Here are a few more simple guidelines to follow when preparing and serving eggs:

  • Serve eggs and food prepared using eggs immediately after cooking, or refrigerate and use within three to four days.
  • For entertaining, serve all egg dishes within two hours. Cold egg dishes and beverages should be kept on ice.
  • If a recipe calls for eggs at room temperature, immerse them in warm water for a few minutes.
  • To prevent toughness, always use moderate heat and controlled cooking times for eggs.
  • Don't eat cracked eggs or eggs that have been out of the refrigerator for more than two hours.
  • Use a glass or metal bowl instead of a plastic bowl when making meringue. The greasy film on a plastic bowl can prevent foaming.
  • The egg yolk and white separate best when they are cold.
  • Egg whites will beat to a better volume if they're allowed to stand at room temperature for 20 to 30 minutes before beating.
  • Unless otherwise specified, most recipes are written based on the use of large eggs. One large egg = ¼ cup or 4 tablespoons or 50 mL.

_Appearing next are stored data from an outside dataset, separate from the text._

PR #1227, opened 2026-07-31
Report the errors customers are shown

TaprootFreak:
## Problem

When the app shows *"Oh, sorry, something went wrong"*, nothing is recorded. `error.screen.tsx` is the router's `errorElement`, which means it is the one place where the error that broke the render is still in hand — and it read none of it. `useRouteError` was never called anywhere in the app, the error object was discarded, and the failure existed nowhere but in the customer's browser console.

The practical consequence: this screen can only ever be known through the support channel, never measured, and a fix for it cannot be verified.

A second defect sits underneath. The chunk-reload guard in `src/index.tsx` listened on `window` `error` and `unhandledrejection`. A failed `React.lazy` import reaches neither: React catches it and hands it to the error boundary. **So the recovery never ran for the case it was written for** — and every screen except the home screen is lazy-loaded, which is why the failure shows up on navigation rather than on first load.

## Change

- `ErrorScreen` reads `useRouteError()` and reports the error once, with type, message, stack, route and build id. The route comes from the router, not from `window.location`: the widget and library builds run on a memory router, where the browser URL belongs to the host page and never changes as the customer moves between screens.
- The chunk-reload guard moves to that same boundary, where the error actually arrives.
- Detection stays on the bundler's own wordings, and that is sufficient: a stale chunk answered with the app shell makes the script load without registering the chunk, and the bundler's loader turns that into a `ChunkLoadError` reading `Loading chunk N failed. (missing: <url>)`. Verified against the loader in the built bundle.
- It briefly also matched the bare syntax errors a browser produces while parsing that HTML as a script — but one of those, `Unexpected token '<'`, is exactly what `JSON.parse` reports when a response is HTML instead of JSON. A gateway, WAF or login redirect answering an API call would then have reloaded the page and discarded whatever the customer had typed. A regression test holds that line.
- The `window` listeners stay for failures outside the router (startup, an `import()` in a click handler). They are installed from `index.tsx`, the standalone app's entry point, and deliberately not from the two embedded ones — see below.
- Reporting is fire-and-forget with `keepalive`, so a failing report never surfaces as a second error and survives the reload that may follow it. Fields are truncated to the limits the endpoint accepts, and an empty message gets a substitute — the endpoint requires one, and that rejection was being swallowed silently, which is the very blind spot this closes.
- Deliberate navigations to `/error?msg=...` are reported with their message. That path has no route, so the router previously produced a bare 404 that said nothing about the actual failure.

## Embedded, the host's page is not ours to reload

The widget and the library run inside someone else's page, and `window` belongs to that page — the closed shadow root isolates DOM and CSS, not `window`. Reloading it to recover a stale chunk would discard the host's forms, cart and scroll position over a deploy of ours.

Both embedded builds mark themselves, and there:

- **no reload** — the customer is told to reload the page instead, in all three languages, and the support button is left out of that case: the support screen is lazy-loaded like every other, so it would fail on the same chunk and send them in circles. Every other failure keeps the button, because a reload would not fix those.
- **no window listeners** — they are page-wide, so on a host that ships its own bundler they would catch that bundler's chunk failures and file them as ours. Recovery is off there anyway, and the failures worth seeing arrive through the router regardless.

## What `public/_redirects` actually does

The comment there claimed real files under `static/*` are matched before the SPA fallback. That holds only while they **exist**. A build asset that does not falls through:

```
curl -sI https://app.dfx.swiss/static/js/999.deadbeef.chunk.js
-> 200, content-type: text/html, cache-control: public, max-age=31536000, immutable
```

So a client asking for a chunk that a later deploy replaced does not get a 404 it could recover from — it gets the app shell parsed as JavaScript, cached hard. The comment now records that measurement; the app-side handling above recovers the client by reloading.

Closing it at the source needs a host-side change, since `_redirects` cannot express a 404 status and `_headers` cannot tell an existing asset apart from the fallback — both match on path alone. That is deliberately **not** part of this PR: it changes how every asset request is served and needs verification on a real deployment.

## Tests

44 new tests. The central one renders a route that throws inside a real router and asserts the error reaches the reporting call — the wiring that was missing. Also covered: route-not-found, the explicit-message path, report-once, the route reported under a memory router, chunk detection including the JSON-parsed-as-HTML regression, truncation, the reload guard including blocked storage and the embedded case, the embedded error screen, and the listener wiring itself for both channels.

Full suite: 62 suites, 648 tests, all green. App build and widget build both compile.

## Depends on

`DFXswiss/api#4550`, which adds the endpoint. It should land first; until then, reports fail silently by design.

### DIFF
--- a/public/_redirects
+++ b/public/_redirects
@@ -1,3 +1,17 @@
 # SPA deep-link fallback: unknown paths serve the app shell (client-side routing).
-# Real files (static/*, widget/*, favicon, ...) are matched by the host first.
+#
+# Real files under static/*, widget/*, favicon, ... are matched by the host before this rule --
+# but only while they EXIST. A build asset that does not exist falls through to this rule and is
+# answered with index.html and status 200, and the /static/* rule in _headers then stamps that
+# HTML with a year of immutable cache. Verify with a request for any absent asset:
+#   curl -sI https://app.dfx.swiss/static/js/999.deadbeef.chunk.js
+#   -> 200, content-type: text/html, cache-control: public, max-age=31536000, immutable
+#
+# This is what a client sees when it requests a chunk that a later deploy replaced: not a 404 it
+# could recover from, but an app shell parsed as JavaScript. The app treats that as a chunk load
+# failure and reloads once (src/util/client-error.ts), which recovers the client as long as the
+# bad response was not cached under a chunk URL that a later build reuses unchanged.
+#
+# Closing that gap needs a host-side change, since _redirects cannot express a status of 404 and
+# _headers cannot tell an existing asset apart from this fallback -- both match on path alone.
 /*    /index.html    200
--- a/src/Main.lib.tsx
+++ b/src/Main.lib.tsx
@@ -1,5 +1,12 @@
 import { createMemoryRouter } from 'react-router-dom';
 import App, { WidgetParams } from './App';
+import { installChunkErrorHandling, markEmbedded } from './util/client-error';
+
+// The library is imported straight into someone else's React app, so it has no entry point of its
+// own to wire this up — it has to do it here. Reporting only: a chunk failure is not worth
+// reloading the consumer's page over.
+markEmbedded();
+installChunkErrorHandling();
 
 function MainLib(params: WidgetParams) {
   return (
--- a/src/Main.lib.tsx
+++ b/src/Main.lib.tsx
@@ -1,12 +1,11 @@
 import { createMemoryRouter } from 'react-router-dom';
 import App, { WidgetParams } from './App';
-import { installChunkErrorHandling, markEmbedded } from './util/client-error';
+import { markEmbedded } from './util/client-error';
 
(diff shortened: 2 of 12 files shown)


TaprootFreak:
Six review passes to zero findings.

Substantive changes along the way: chunk detection briefly matched `Unexpected token '<'`, which is also what `JSON.parse` reports when a response is HTML instead of JSON — a gateway or login redirect would then have reloaded the page and discarded whatever the customer had typed. The reported route moved from `window.location` to the router, because the widget and library builds run on a memory router where the browser URL belongs to the host page. Recovery by reload was turned off for those builds entirely, since reloading a third party's page over a deploy of ours discards their state — and because that left the customer without a way out, the embedded error screen now asks them to reload instead of offering a support button that is itself lazy-loaded and would fail on the same chunk. The page-wide listeners are no longer installed there either; they would have caught a host bundler's chunk failures and filed them as ours.

CI green. 44 new tests, full suite 648.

For more information on safe food preparation and fighting bacteria, consult

How to tell if eggs are fresh

The easiest way to tell if your eggs are fresh is by the Best Before Date on your egg carton, so it’s best to always keep your eggs stored in their original carton. Here are a few more simple ways to determine the freshness of your eggs:

  • Grade A eggs have a firm white, a small air cell at the wide end and a centered yolk.
  • A fresh egg will sink in water while an older egg will float. As an egg ages, the size of the air cell inside increases, causing it to float.
  • In a fresh egg, the yolk sits up high, and the white is thick and closely surrounds the yolk. An older egg has a flat yolk that breaks easily and a thin, watery white.
  • To differentiate between hard-cooked eggs and raw eggs, simply spin it. A hard-cooked egg will spin longer than a raw egg. The liquid centre in a raw egg prevents it from building up enough momentum to keep turning.
  • A cloudy egg white is a sign of freshness, not age: the cloudiness is the result of the high carbon dioxide content when the egg is laid.